**DATA RECORDS:**
PR #39, opened 2022-06-14
Add a Sorbet config so we can use the VSCode plugin

Morriar:
Supressing error codes [5002](https://sorbet.org/docs/error-reference#5002), [5020](https://sorbet.org/docs/error-reference#5020), [5035](https://sorbet.org/docs/error-reference#5035) and [5067](https://sorbet.org/docs/error-reference#5067) as they do not make sense for partial definitions.

### DIFF
--- a/sorbet/config
+++ b/sorbet/config
@@ -1,0 +1,2 @@
+rbi/
+--suppress-error-code=5002,5020,5035,5067
--- a/scripts/check_types
+++ b/scripts/check_types
@@ -15,8 +15,7 @@ files.each do |file|
   $stderr.puts("Typechecking `#{file}`...")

**PROBLEM:**
What lines above contain the word "error"? Please copy each one.

**TASK RESPONSE:**
Supressing error codes [5002](https://sorbet.org/docs/error-reference#5002), [5020](https://sorbet.org/docs/error-reference#5020), [5035](https://sorbet.org/docs/error-reference#5035) and [5067](https://sorbet.org/docs/error-reference#5067) as they do not make sense for partial definitions.
+--suppress-error-code=5002,5020,5035,5067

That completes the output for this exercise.